Никаких двусмысленностей не допускалось. На вечерах существовало неписаное правило, чтобы не происходило после вечера, на мужчину или женщину никаких обязательств это не накладывало. Свою возлюбленную или возлюбленного надо было завоёвывать вновь. Появление на вечере совсем не обязывало откликаться на чей-то призыв. Интимная близость, когда человек, безразлично мужчина или женщина, в полной беззащитности раскрывается перед другим, очень тонкая сфера и любой неверный жест или слово могут спугнуть наметившееся сближение.
Отец Леклерка перебрался на работу и жительство в Ватикан и изучал католические манускрипты и теологические труды. Пять лет назад он поразил сына, в свои шестьдесят лет, без памяти влюбившись в молоденькую двадцатипятилетнюю сотрудницу. Как Пьер понял, та отвечала ему тем же и он, посмеиваясь, наблюдал их любовное воркованье. Никакими особыми женскими статями – он отметил это чисто автоматически, даже не задумываясь – Ирэн не отличалась. Ни высокого полного бюста, ни крутых бёдер, ни зовущих чувственных губ она не имела. Правда, насчёт бюста он не мог быть точно уверен, девушка одевалась в просторную бесформенную блузу, закрывавшую тело до шеи. Зато внизу всё было достаточно открыто: коротенькие шортики едва выглядывали из-под краёв блузы. Тонкие в лодыжках ноги отличались стройностью, ходила она обычно босиком. Всё это он отметил в свой первый приезд к ним, бросив на неё заинтересованный взгляд. К нему она относилась непринуждённо, с детской непосредственностью. Натурой она была весьма и весьма одарённой.

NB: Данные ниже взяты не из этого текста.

PR #12099, opened 2026-07-05
feat: Chess.com plugin; support feed objects in the graph

dmaretskyi:
## Summary by CodeRabbit

* **New Features**
  * Added Chess.com integration for Composer, including account creation from a username, syncing archived games, browsing synced games as cards, and actions to resync or clear imported games.
  * Expanded chess support with player review and position indexing features to help organize and rebuild game positions.

* **Bug Fixes**
  * Improved game and object loading so synced items and feed-backed content display more reliably in the app.


dmaretskyi:
Addressed the CodeRabbit review feedback in `8776e91c7` (on top of a merge with `main`, which also resolves the conflict):

- **ChessGameArticle** – the game actions button now uses a translated `game-actions.label` instead of a hardcoded string.
- **clear-synced-games** – synced `Game` and their `Chess.State` variants are now removed from the feed via `Feed.remove` before the old feed is dropped, so they are no longer orphaned.
- **chess-com-api** – added a 30s request timeout on `getJson`; timeouts are mapped to `ChessComRequestError` by the existing catch-all.
- **ChessComAccount.applyProfile** – now skips `undefined` fields so a transient API omission no longer wipes previously-synced profile data.
- **position-index** – FEN-only games now load the FEN into the board before replaying, and `loadPgn`/`load` are guarded so a malformed record returns `[]` instead of aborting the rebuild.
- **rebuild-position-index** – only `GameVariantMismatchError` is skipped now; database/ref failures surface instead of silently producing a partial index.

CI (build, check, test, storybook) is green.

---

С тем весёлым беспорядком, который она устроила в квартире отца, не могла справиться даже прилежная хозяйка. Наученный горьким опытом, Пьер, проведывая их, вначале заходил в продуктовый центр. Для того чтобы в современном мире оставаться вечером без крошки съестного, нужно было обладать поистине великим даром.
Католицизм наскучил отцу, и он решил вернуться к Древней Греции. В прошлом году Ирэн, сидя по-турецки на диване отца – она любила занимать такую позу, а широкий диван в переполненном книгами кабинете отца стал её любимым местом – поведала Пьеру об их ближайших планах.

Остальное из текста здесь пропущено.